I am looking for night sites for my new PX4 compact and saw this part EU00081 on the berretta sights, The listing says it is for the compact. None of the 3 reviews are for compacts. I know the full and subcompact sights don't fit the compact. Does anyone know if these are really for the compact model? I wrote Berretta and they said yes, but am looking for someone who might know first hand. Thanks

https://www.berettausa.com/en-us/px4-tritium-sight-set-tritium-sights/eu00081/?OrderItemId=3728258


----------



## denner12 (Oct 14, 2017)

Well, I'll tell you what I know. I have one of the first runs of the PX4 Compact before they had Trijicons for them. I had PX4 Trijicons (Bright and Tough) installed and the front sight base is shorter, but works for me and I haven't seen need to change it.

They didn't come out with PX4 Compact Trijicons until years later as noted by the pistol on the right. The link you posted(and Pic of the sight) indeed has the shorter sight base for the Px4 full size and subcompact. This coupled with the reviews lead me to believe model number EU00081 is for the full size and subcompact: if you go by the picture of the sights and reviews or even Optics Planet.

As you see in this link from Beretta, the longer, proper, front sight base for the Compact. https://www.berettausa.com/en-us/px4-cc-night-sights-px4-compact-cc/eu00065/

P.S. The rear sights across models are identical in dimension, the front sight's on the compact are obviously not.
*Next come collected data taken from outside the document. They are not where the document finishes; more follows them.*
PR #1753, opened 2021-06-25
[P4-2914] Add history of events to move page redesign

teneightfive:
### What changed

This adds the content for the history of events timeline tab for the
new move page redesign.

It extends the new structure of containing this code within a sub-app.

### Issue tracking

- [P4-2914](https://dsdmoj.atlassian.net/browse/P4-2914)

## Screenshots

<kbd>image</kbd>

#### Automated testing

#### Manual testing

- [x] Chrome
- [ ] Firefox
- [ ] Edge
- [ ] Internet Explorer

### Environment variables

### Other considerations

- [ ] ~Update [README](ministryofjustice/hmpps-book-secure-move-frontend/blob/main/README.md) with any new instructions or tasks~

### DIFF
--- a/app/move/app/view/index.js
+++ b/app/move/app/view/index.js
@@ -4,6 +4,7 @@ const router = require('express').Router({ mergeParams: true })
 const { uuidRegex } = require('../../../../common/helpers/url')
 const {
   setMove,
+  setMoveWithEvents,
   setPersonEscortRecord,
   setYouthRiskAssessment,
 } = require('../../middleware')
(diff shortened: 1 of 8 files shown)


app/move/app/view/index.js
```diff
@@ -18,13 +19,14 @@ const { localsActions, localsMoveDetails, localsTabs } = require('./middleware')
...
 // Define shared middleware
-router.use((req, res, next) => {
-  next()
-})
-router.use(setMove)
+
+// For all non-timeline routes use standard move middleware
+router.use(/\/((?!timeline).)*/, setMove)
+// For all timeline route use move events middleware
+router.use('/timeline', setMoveWithEvents)
```
Nimphal, line 26: Out of curiosity, would this work if the routes were defined the other way around? As in, timeline first, so if it matches it does the thing, everything else after, removing the need for the regex? I seem to remember something about that in express routing. Not suggesting we do it, just curious.

Nimphal (approved):

app/move/app/view/index.js
teneightfive: I don't think it would give us the behaviour we need. This is essentially acting as an `if/else`. So if the route contains `/timeline` run `setMoveWithEvents`, for all other routes run `setMove`. Both middleware set the `req.move` property to allow following middleware and controllers to use that property.

The reason for this was because the API request runs a little slower when we ask for all timeline events so we had to split them as separate calls.

If we swapped them around and removed `/\/((?!timeline).)*/` we'd get both of them being run which would mean the last call would override the `req.move` property and leave it without the `timeline_events` property which is what is needed for the timeline route.

PR #1780, opened 2021-07-02
[P4-2973] Fix auto-confirmed PERs inability to handover

Thource:
### What changed

Removed "Confirmed" state for PERs, they're now either unconfirmed or handed over.

### Why did it change

This changed because when PERs are auto-confirmed, they aren't handed over and in the confirmed state, there is no button to handover, this was causing an issue where these auto-confirmed PERs couldn't be handed over.

### Issue tracking

- [P4-2973](New auto-confirm of PER prevents the ability to complete a handover)

## Screenshots

| Before | After |
| ------ | ----- |
| Incomplete |  |
| Completed |  |
| Confirmed and handover **not** recorded |  |
| Confirmed and handover recorded |  |

#### Automated testing

#### Manual testing

- [ ] Chrome
- [x] Firefox
- [ ] Edge
- [ ] Internet Explorer

### Environment variables


common/presenters/message-banner/move-to-message-banner-component.js
```diff
@@ -24,34 +24,32 @@ function moveToMessageBannerComponent({ move = {}, moveUrl, canAccess } = {}) {
...
+      return assessmentToConfirmedBanner({
+        assessment,
+        baseUrl,
+        canAccess,
+        context,
+      })
+    }
   }
 
-  return undefined
```
teneightfive, line 54: Won't removing this mean the unconfirmed banner is always displayed, even when a PER hasn't been started yet?

Thource: I don't think I've changed any behaviour by removing this, previously we were checking against one conditional, then the reverse of that conditional, so I don't think this would've been hittable?

common/presenters/message-banner/assessment-to-unconfirmed-banner.js
```diff
@@ -30,7 +30,10 @@ module.exports = function assessmentToUnconfirmedBanner({
   `
 
   // PER has been completed
-  if (assessment.status === 'completed') {
+  if (
+    assessment.status === 'completed' ||
+    (assessment.status === 'confirmed' && !assessment.handover_occurred_at)
```
teneightfive, line 35: Could we add another test for this too please

common/presenters/message-banner/move-to-message-banner-component.js
teneightfive: Yeah it's odd we didn't have a test for this and I'm trying to rack my brain about why. I think it was if there was no status, which in theory is everything about line 36 so this looks fine.

teneightfive (approved):
Looks good, just a couple of minor comments

teneightfive:
@Thource can we hold off merging this just yet. Double checking something with Adam Luck regarding moves from other establishment types.

PR #1793, opened 2021-07-07
Avoid multiple API calls for location types

### LINKED ISSUE #1028: Switch hospital call to use combined API filter
## Problem

The API currently only supports passing [one location type](https://hmpps-book-secure-move-api-staging.apps.live-1.cloud-platform.service.justice.gov.uk/api-docs/index.html#operations-Locations-get_reference_locations) as a filter.

To support the feature in #1021 the frontend needs to use multiple location types so requires making multiple calls and duplicate sorting which is less efficient.

## Solution

If the API can add support for filtering multiple location types separated by a comma (similar to how [location IDs can be filtered](https://hmpps-book-secure-move-api-staging.apps.live-1.cloud-platform.service.justice.gov.uk/api-docs/index.html#operations-Moves-get_moves)) it will allow us to remove the [duplicated sorting and the need to make multiple requests](https://github.com/ministryofjustice/hmpps-book-secure-move-frontend/pull/1021/files#r527858541) from the frontend.

thomasleese:
### What changed

Rather than making an API call for each location type and combining the results, we can now make a single API with all of the location types.

### Why did it change

This avoids making multiple unnecessary calls to the API.

### Issue tracking

Closes #1028 

#### Automated testing

#### Manual testing

- [ ] Chrome
- [ ] Firefox
- [ ] Edge
- [ ] Internet Explorer

### Environment variables

### DIFF
--- a/common/middleware/set-location-items.js
+++ b/common/middleware/set-location-items.js
@@ -3,29 +3,6 @@ const { set } = require('lodash')
 const fieldHelpers = require('../helpers/field')
 const referenceDataHelpers = require('../helpers/reference-data')
 
-const getLocations = async (locationTypes, req) => {
-  const locations = (
-    await Promise.all(
-      locationTypes.map(x => req.services.referenceData.getLocationsByType([x]))
-    )
-  )
-    .reduce((acc, val) => acc.concat(val))
-    .sort(sortByTitle)
-  return locations
-}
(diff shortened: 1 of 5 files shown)


teneightfive (approved):
Great work and love the fast turnaround 👍

PR #1799, opened 2021-07-09
Ensure supplier user locations aren't cleared out

thomasleese:
### What changed

We now populate the locations for supply users when the session is generated, rather than when they visit the locations page.

### Why did it change

We think that supplier users are losing their locations when their authentication session needs regenerating because they don't visit the locations page.

### Issue tracking

- [P4-2975](https://dsdmoj.atlassian.net/browse/P4-2975)

#### Automated testing

#### Manual testing

- [ ] Chrome
- [ ] Firefox
- [ ] Edge
- [ ] Internet Explorer

### Environment variables

### DIFF
--- a/app/locations/controllers.js
+++ b/app/locations/controllers.js
@@ -4,6 +4,7 @@ const { populateSupplierLocations } = require('../../common/services/user')
 
 async function locations(req, res, next) {
   const userPermissions = get(req.session, 'user.permissions', [])
+  const userLocations = get(req.session, 'user.locations', [])
 
   let regions = []
 
@@ -14,8 +15,6 @@ async function locations(req, res, next) {
   } catch (error) {
     return next(error)
   }
-
-  const userLocations = req.userLocations
 
   try {
     await populateSupplierLocations(req.session.user)
--- a/app/locations/controllers.js
+++ b/app/locations/controllers.js
@@ -4,14 +4,19 @@ async function locations(req, res, next) {
   const userPermissions = get(req.session, 'user.permissions', [])
 
   let regions = []
-  let userLocations = req.userLocations
-  const supplierId = req.session.user.supplierId
 
   try {
     if (userPermissions.includes('allocation:create')) {
       regions = await req.services.referenceData.getRegions()
     }
+  } catch (error) {
+    return next(error)
+  }
 
+  const supplierId = req.session.user.supplierId
+  let userLocations = req.userLocations
+
+  try {
     if (supplierId) {
       userLocations = await req.services.referenceData.getLocationsBySupplierId(
         supplierId
--- a/app/locations/controllers.js
+++ b/app/locations/controllers.js
@@ -1,7 +1,5 @@
 const { get } = require('lodash')
 
-const { populateSupplierLocations } = require('../../common/services/user')
-
 async function locations(req, res, next) {
   const userPermissions = get(req.session, 'user.permissions', [])
   const userLocations = get(req.session, 'user.locations', [])
@@ -12,12 +10,6 @@ async function locations(req, res, next) {
     if (userPermissions.includes('allocation:create')) {
       regions = await req.services.referenceData.getRegions()
     }
-  } catch (error) {
-    return next(error)
-  }
-
-  try {
-    await populateSupplierLocations(req.session.user)
   } catch (error) {
     return next(error)
   }
--- a/app/locations/controllers.js
+++ b/app/locations/controllers.js
@@ -1,4 +1,6 @@
-const { get, uniqBy } = require('lodash')
+const { get } = require('lodash')
+
+const { populateSupplierLocations } = require('../../common/services/user')
 
 async function locations(req, res, next) {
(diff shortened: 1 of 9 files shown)


Thource (approved):

Thource:
Looking good :)

common/services/user.js
```diff
@@ -107,8 +108,32 @@ function getNomisLocations(token) {
     )
 }
 
+async function populateSupplierLocations(user) {
+  const { supplierId, permissions } = user
+
+  if (supplierId) {
+    user.locations = await referenceDataService.getLocationsBySupplierId(
```
teneightfive, line 115: I wonder if it would be better to return the locations here rather than mutate the `user` object like it was previously doing?

app/locations/controllers.js
```diff
@@ -1,44 +1,19 @@
...
-      // The locations have been uniqued based on title to prevent
-      // duplicates when multiple suppliers have the same location
-      userLocations = uniqBy(supplierLocations.flat(), 'id')
-    }
   } catch (error) {
     return next(error)
   }
 
-  req.session.user.locations = userLocations
+  const userLocations = req.userLocations
```
teneightfive, line 16: Having looked at the function that is setting `req.userLocations`, I'm not really sure I'm seeing a good reason for it anymore as its not being used anywhere else.

I wonder if its possible to remove that as part of this change to reduce the amount of abstraction and use something similar as line 4?

```javascript
const userLocations = get(req.session, 'user.locations', [])
```

thomasleese: Sounds reasonable! Do you think the canonical way of accessing the user should be `req.session.user` or [`req.user`](https://github.com/ministryofjustice/hmpps-book-secure-move-frontend/blob/main/common/middleware/set-user.js)?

Here is the difference on my compacts:


----------



## Dvidos (Aug 23, 2019)

denner12 said:


> Well, I'll tell you what I know. I have one of the first runs of the PX4 Compact before they had Trijicons for them. I had PX4 Trijicons (Bright and Tough) installed and the front sight base is shorter, but works for me and I haven't seen need to change it.
> 
> They didn't come out with PX4 Compact Trijicons until years later as noted by the pistol on the right. The link you posted(and Pic of the sight) indeed has the shorter sight base for the Px4 full size and subcompact. This coupled with the reviews lead me to believe model number EU00081 is for the full size and subcompact, if you go by the picture of the sights and reviews or even Optics Planet.
> 
> ...


+1


----------



## Deceks7 (Sep 9, 2019)

Thank you very much. This helps out a lot. I was planning to use the Trijicons, but saw the set on the Berretta site that would only cost $60 +\- plus free shipping with a coupon code. I will go with the Trijicons for the cleaner look.


----------



## denner12 (Oct 14, 2017)

I must admit Beretta is offering spectacular deals on 3 dot tritium sights for sure.


----------